A file meant to be deleted had been set to Deleting state in the database. If backend didn’t
actually delete before, it will get another chance then.

Changed Computer Clock For A Few Minutes and Broke Duplicati
is one report of how Duplicati deals with bad clocks. I don’t think it happens much though…

There’s probably some discussion on that around. It happens. Possibly a similar sanity test
could avoid problem from that, e.g. if someone decides to Repair. Chances are the dlist file
times are wildly different from the Remotevolume records, and that would be a good clue…

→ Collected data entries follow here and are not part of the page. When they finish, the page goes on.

PR #848, opened 2016-12-06
get self executor status by writing a simple executor API

kunkun-tang:
The acceptance tests need to specify the target executor ID, which has to be fetched from DB directly. This pull request writes a new API to have it.

Verified in localhost.

### DIFF
--- a/azkaban-common/src/main/java/azkaban/executor/ConnectorParams.java
+++ b/azkaban-common/src/main/java/azkaban/executor/ConnectorParams.java
@@ -36,6 +36,7 @@ public interface ConnectorParams {
   public static final String RELOAD_JOBTYPE_PLUGINS_ACTION = "reloadJobTypePlugins";
   public static final String ACTIVATE = "activate";
   public static final String DEACTIVATE = "deactivate";
+  public static final String GET_STATUS = "getStatus";
 
   public static final String MODIFY_EXECUTION_ACTION = "modifyExecution";
   public static final String MODIFY_EXECUTION_ACTION_TYPE = "modifyType";
--- a/azkaban-exec-server/src/main/java/azkaban/execapp/ExecutorServlet.java
+++ b/azkaban-exec-server/src/main/java/azkaban/execapp/ExecutorServlet.java
@@ -45,6 +45,9 @@ import azkaban.utils.FileIOUtils.JobMetaData;
 import azkaban.utils.FileIOUtils.LogData;
 import azkaban.utils.JSONUtils;
 
+import static java.util.Objects.requireNonNull;
+
+
 public class ExecutorServlet extends HttpServlet implements ConnectorParams {
   private static final long serialVersionUID = 1L;
   private static final Logger logger = Logger.getLogger(ExecutorServlet.class
@@ -102,6 +105,9 @@ public class ExecutorServlet extends HttpServlet implements ConnectorParams {
         } else if (action.equals(ACTIVATE)) {
           logger.warn("Setting ACTIVE flag to true");
           setActive(true, respMap);
+        } else if (action.equals(GET_STATUS)) {
+          logger.debug("Get Executor Status: ");
+          getStatus(respMap);
         } else if (action.equals(DEACTIVATE)) {
           logger.warn("Setting ACTIVE flag to false");
           setActive(false, respMap);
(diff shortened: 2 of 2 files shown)


azkaban-exec-server/src/main/java/azkaban/execapp/ExecutorServlet.java
```diff
@@ -368,6 +371,20 @@ private void setActive(boolean value, Map<String, Object> respMap)
     }
   }
 
+  private void getExecutorId(Map<String, Object> respMap)
+      throws ServletException {
+    try {
+      ExecutorLoader executorLoader = application.getExecutorLoader();
+      Executor executor = executorLoader.fetchExecutor(application.getHost(), application.getPort());
+      Preconditions.checkState(executor != null, "Unable to obtain self entry in DB");
+      respMap.put("executor_id", Integer.toString(executor.getId()));
```
chengren311: can we put this "executor_id" to the constants files?

kunkun-tang:
Found an issue to block this PR to merge. Since we don't know the port in advance, this API might be difficult to use.

azkaban-common/src/main/java/azkaban/executor/ConnectorParams.java
```diff
@@ -36,6 +36,7 @@
   public static final String RELOAD_JOBTYPE_PLUGINS_ACTION = "reloadJobTypePlugins";
   public static final String ACTIVATE = "activate";
   public static final String DEACTIVATE = "deactivate";
+  public static final String GET_EXECUTOR_ID = "getExecutorId";
```
suvodeep-pyne: nit: call it getId ? you are calling on the executor itself ?

azkaban-exec-server/src/main/java/azkaban/execapp/ExecutorServlet.java
```diff
@@ -368,6 +371,20 @@ private void setActive(boolean value, Map<String, Object> respMap)
     }
   }
 
+  private void getExecutorId(Map<String, Object> respMap)
+      throws ServletException {
+    try {
+      ExecutorLoader executorLoader = application.getExecutorLoader();
+      Executor executor = executorLoader.fetchExecutor(application.getHost(), application.getPort());
```
suvodeep-pyne: There is a requireNonNull API in java Objects class itself that you can directly use.

suvodeep-pyne: Also this code is now common for uses, in the Executor server class and in this class, set active method. Should we refactor that into a single method to fetch current executor object ?

kunkun-tang:
Your idea sounds tons make sense to me! Will work on this when having bandwidth.

azkaban-exec-server/src/main/java/azkaban/execapp/ExecutorServlet.java
kunkun-tang: As long as we documented this parameter, it should be fine I believe.

azkaban-exec-server/src/main/java/azkaban/execapp/ExecutorServlet.java
kunkun-tang: This is a cool API! just replaced.

kunkun-tang:
I renamed the API and added isAlive parameter to here.

azkaban-exec-server/src/main/java/azkaban/execapp/ExecutorServlet.java
```diff
@@ -368,6 +374,22 @@ private void setActive(boolean value, Map<String, Object> respMap)
     }
   }
 
+  private void getExecutorStatus(Map<String, Object> respMap)
+      throws ServletException {
+    try {
+      ExecutorLoader executorLoader = application.getExecutorLoader();
+      final Executor executor = requireNonNull(executorLoader.fetchExecutor(application.getHost(), application.getPort()),
+          "The executor could not be null");
```
suvodeep-pyne: nit: grammar. "The current executor cannot be null"

azkaban-common/src/main/java/azkaban/executor/ConnectorParams.java
```diff
@@ -36,6 +36,7 @@
   public static final String RELOAD_JOBTYPE_PLUGINS_ACTION = "reloadJobTypePlugins";
   public static final String ACTIVATE = "activate";
   public static final String DEACTIVATE = "deactivate";
+  public static final String GET_EXECUTOR_STATUS = "getExecutorStatus";
```
suvodeep-pyne: nit: same comment again. Why not `GET_STATUS` and `getStatus` ? The API is being called on the executor itself. Personally, I prefer succinct names which not include redundant information.

kunkun-tang: Changed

Putting Repair button under Database → Maintenance could certainly give that impression.
Arguably some cases use database information to “fix” remote (see below), but who knew?

It’s not just a button problem. The REPAIR command describes how it does different things.
In addition to deleting “extra” files, a repair can sometimes replace lost dlist and dindex files.
And possibly it also fixes internal database problems, but details on what it does are scarce.
Even ignoring compatibility pains, I don’t think there’s much chance of getting repair redone.

Message changes are likely easier, but bear in mind that non-English versions take awhile…
I also think the original proposal was to rely less on user, and more on looking situation over.
The challenge may be balancing preventing accidents against impeding legitimate activities.

gpatel-fr · June 16, 2023, 8:51am

Hello

I strongly dislike renaming or copying files on the remote backend:

it’s not a reliable way to handle a recovery - what if there is not enough space ?
what happens if an user does a parallel install on another computer “just” to test restore ?

I don’t think that the partial recreate is realist either; it’s way too complicated IMO.
Duplicati has enough intricate stuff as it is.

Agree that the 2 modes for repair is not intuitive.

Ideally I’d have time to give more thought to the dlist files time option .
When I was thinking (casually I’d admit) to this I was more thinking about a host ID saved on the backend, but dlist file time seems an easier option indeed.

Jojo-1000 · June 16, 2023, 1:47pm

Okay, so based on your feedback I am going to implement a simple check for new dlist files on the remote before repair is run. If there are any new files, it aborts with an error before deleting any unknown files.
This does not solve all of the issues with repair, but at least it prevents the easiest accidental data loss.